Painter ended up at Purdue thanks to a clean transition from the legendary Gene Keady, with the former working as the coach-in-waiting for a year before taking over a pretty healthy program for himself.

Yeah, that was extremely not the case at Indiana, which fired its head coach for a litany of reprehensible acts on and off the court. Would-be successors have come and gone rather than being chosen and learning for a period of time as Painter did.

Let’s say, for the sake of this scenario, that Painter ended up back in Bloomington as the coach one way or another. How would he fare?

Well, the funny thing about Painter’s 2022-23 Purdue team that won a Big Ten title? It looks an awful lot like one of those 1980s/90s Indiana teams. You’ve got:

  • The in-state talent: Braden Smith, Fletcher Loyer, Mason Gillis, Caleb Furst etc etc
  • A few players from the surrounding area/elsewhere: Ethan Morton, David Jenkins Jr, Camden Heide
  • International big men: Zach Edey, Will Berg

Painter has built Purdue in the image that Indiana message board posters have been clamoring for the Hoosiers to resemble for the past two decades. His down stretch at the program came in no small part because he began going after high-caliber talent that just wasn’t very attracted to Purdue.

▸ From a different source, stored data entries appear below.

PR #1560, opened 2019-11-14
Implement exponential backoff

shantanuraj:

- Max limit is an hour
- No limits on retries

### DIFF
--- a/src/scripts/background.js
+++ b/src/scripts/background.js
@@ -7,6 +7,7 @@ import Ga from './lib/ga';
 const browser = require('webextension-polyfill');
 const FIVE_MINUTES = 5 * 60;
 const ONE_HOUR = 60 * 60;
+const RETRY_INTERVAL = 15;
 
 let openWindowsCount = 0;
 
@@ -24,13 +25,13 @@ function randomInt (min, max) {
 }
 
 function jitter () {
-  // Random amount between 0-5 seconds
-  return randomInt(0, 5);
+  // Random duration between 0-60 seconds
+  return randomInt(0, 60);
 }
 
-function backoff (retryInterval, retryCount) {
+function backoff (retryCount) {
   return Math.min(
-    (retryInterval * Math.pow(2, retryCount)) + jitter(),
+    (RETRY_INTERVAL * Math.pow(2, retryCount)) + jitter(),
     ONE_HOUR
   );
 }
@@ -67,9 +68,7 @@ window.TogglButton = {
   $sendResponse: null,
   websocket: {
     socket: null,
-    maxRetryCount: 30,
-    retryCount: 0,
-    retryInterval: 5
+    retryCount: 0
   },
   $nannyTimer: null,
   $lastSyncDate: null,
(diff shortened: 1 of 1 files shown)


src/scripts/background.js
```diff
@@ -52,11 +69,7 @@ window.TogglButton = {
     socket: null,
     maxRetryCount: 30,
     retryCount: 0,
-    retryInterval: 5,
-    get retryEnabled () {
-      return false;
-      // return TogglButton.websocket.retryCount < TogglButton.websocket.maxRetryCount;
-    }
+    retryInterval: 5
```
leafi: In the case of the connection repeatedly working, then closing, then working, then closing..., we'd be retrying every 5s after the connection closes. IMO this is too soon.

Suggest retryInterval should be 30 seconds

src/scripts/background.js
```diff
@@ -18,6 +19,22 @@ const shouldTriggerNotification = (state, seconds) => {
   );
 };
 
+function randomInt (min, max) {
+  return Math.floor(Math.random() * (max - min + 1)) + min;
+}
+
+function jitter () {
+  // Random amount between 0-5 seconds
+  return randomInt(0, 5);
```
leafi: I think, given the range of users we have on different types of connection, it's already true there's about 5 seconds of jitter (though most users would probably take 0-3 seconds to connect, not 5 seconds).

What do you think about changing this range from 0..5 to 0..30, or even 0..60? IMO 5s jitter is very little

src/scripts/background.js
shantanuraj: It is currently 5 + rand(0, 5) in the above case

src/scripts/background.js
```diff
@@ -18,6 +19,22 @@ const shouldTriggerNotification = (state, seconds) => {
...
+}
+
+function backoff (retryInterval, retryCount) {
+  return Math.min(
+    (retryInterval * Math.pow(2, retryCount)) + jitter(),
```
leafi: On 1st retry (so we've failed to connect once), retryCount is 0, correct? That's how I think the code works.. and in that case this is correct. Just want to confirm with you.

src/scripts/background.js
shantanuraj: I'd bump either the base amount or jitter, leaning towards jitter

src/scripts/background.js
```diff
@@ -341,21 +350,15 @@ window.TogglButton = {
...
-
-        bugsnagClient.leaveBreadcrumb(`Websocket reconnection attempt ${TogglButton.websocket.retryCount}`);
-        if (process.env.DEBUG) console.info(`Websocket reconnection attempt ${TogglButton.websocket.retryCount}`);
-
-        if (!TogglButton.websocket.retryEnabled) {
-          bugsnagClient.leaveBreadcrumb('Websocket reconnections abandoned');
-        }
-      }, retrySeconds * 1000);
-    }
+    // Retry connection, increasing the timeout each time, up to 30 minutes.
```
leafi: comment says 30 min but code above says ONE_HOUR

src/scripts/background.js
shantanuraj: Yep so 5 + 0 + rand(0, 5)

src/scripts/background.js
shantanuraj: Will fix 🙇

src/scripts/background.js
leafi: Would still rather look at e.g. 30s + rand(0, 60s), given that base 'retryInterval: 5' is current behavior & we are demonstrably causing problems for BE

shantanuraj: do you think

base retry: 15 seconds
max_jitter: 60 seconds

want to keep the regular user which might get disconnected on closing laptop lid happy

so yeah worst case time in first attempt

15 + 0 = 15 seconds after they open/resume their machines

in next attempt worst case is already 30 seconds now

15 * 2 + 0 = 30 seconds

in both cases assuming jitter is randomly 0

leafi:
Discussed numbers with shantanu in PR... awaiting new push, then will approve

leafi:
Code LGTM - trying to install this extension now

PR #1590, opened 2019-11-21
feat(focus): Add focus mode for pomodoro

### LINKED ISSUE #1567: [Phoenix] Add a clock view for running Pomodoro entry
- Make it optional
- Only render the current running entry in a circular countdown clock
- Add stop entry button

image

lise-toggl:

Adds an optional focus mode while a pomodoro timer is running - shows a countdown timer instead of the usual entries list.

Current issues:
- The countdown doesn't update at the exact same time as the duration :(
- It works in the extension popup, but not when the popup is opened as a separate page

Turn the focus mode option on and start a timer.
Click on the countdown to stop it early.
Open the popup during a working 

Closes #1567

### DIFF
--- a/src/html/settings.html
+++ b/src/html/settings.html
@@ -208,6 +208,10 @@
                     <input type="checkbox" id="pomodoro-stop-time">
                     <label for="pomodoro-stop-time">Stop time tracking when pomodoro time ends</label>
                   </p>
+                  <p>
+                    <input type="checkbox" id="pomodoro-focus-mode">
+                    <label for="pomodoro-focus-mode">Enable focus mode while a pomodoro interval is active</label>
+                  </p>
                   <div class="pomodoro-sound">
                     <input type="checkbox" id="enable-sound-signal">
                     <label for="enable-sound-signal">Enable sound notification at the end of an interval</label>
--- a/src/scripts/@toggl/time-format-utils/format-duration.ts
+++ b/src/scripts/@toggl/time-format-utils/format-duration.ts
@@ -1,0 +1,20 @@
+import {
+  differenceInHours,
+  differenceInMinutes,
+  differenceInSeconds,
+  subHours,
+  subMinutes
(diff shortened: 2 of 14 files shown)


shantanuraj:
Rebased changes on latest release branch

lise-toggl:
Re: workaround if you think it's ok to not display the duration that sounds like a plan :)

If we invert the colours (like this idea) I think the cursor should change on the whole circle, and the whole circle should be clickable. What do you think?

shantanuraj:
Didn't invert color, the big red-circle looked too jarring 

Fixed the problems stated in OP

Let's do a round of review to ensure

Focus mode only kicks in in pomdoro enabled and focus preference is turned on as well

shantanuraj:
Didn't invert color, the big red-circle looked too jarring 

Fixed the problems stated in OP

Let's do a round of review to ensure

Focus mode only kicks in in pomdoro enabled and focus preference is turned on as well

shantanuraj:
Didn't invert color, the big red-circle looked too jarring 

Fixed the problems stated in OP

Let's do a round of review to ensure

Focus mode only kicks in in pomdoro enabled and focus preference is turned on as well

lise-toggl:
I found the duration fades each time you open the popup, is this intentional?
cut

Also, did you want to limit the cursor style and stop on click to the red rectangle only?

shantanuraj:
@lise-toggl I've made some more improvements regarding the render
Extracted and refactored the timer code used in react components to hooks, scheduling next render using `requestAnimationFrame`. 
This is ready for review and hopefully merge now 🙇

shantanuraj:
You can ignore changes made to `timerUtils.js` in 34ed96845313ef021a4008b55acf4b7849256d48
Just applied some lint fixes VS Code was complaining of

lise-toggl:
very nice :clap:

... Would that be the case at Indiana?

Regardless of win totals, coaching tenures and titles, it’s pretty obvious that Indiana has been able to recruit at a higher level than Purdue throughout each programs’ history. Difference being that Painter is now doing more with less.

If he chased after that five-star talent in Bloomington rather than West Lafayette, with Indiana’s national brand and resources at his back, he probably doesn’t whiff the way he did at Purdue.

And if Painter can strike the right combination of that NBA talent, in-state players and international prospects? That... could mean another title. Or more.

Or the slump could still happen and he’d be fired even if he won, like, two Big Ten titles in four years. Which would be wild, right? Firing a coach after that kind of success? Ha, can you imagine.

Beyond Indiana, what of Purdue? Do they find another eventual successor for Keady? Does that guy work out the way Painter does? Does Purdue continue to find success without that kind of consistency?

It’s all a bit of an interesting hypothetical.

But Indiana does have a former player leading the program now, and we’ll just have to wait to see how that turns out as far as high-caliber talent goes.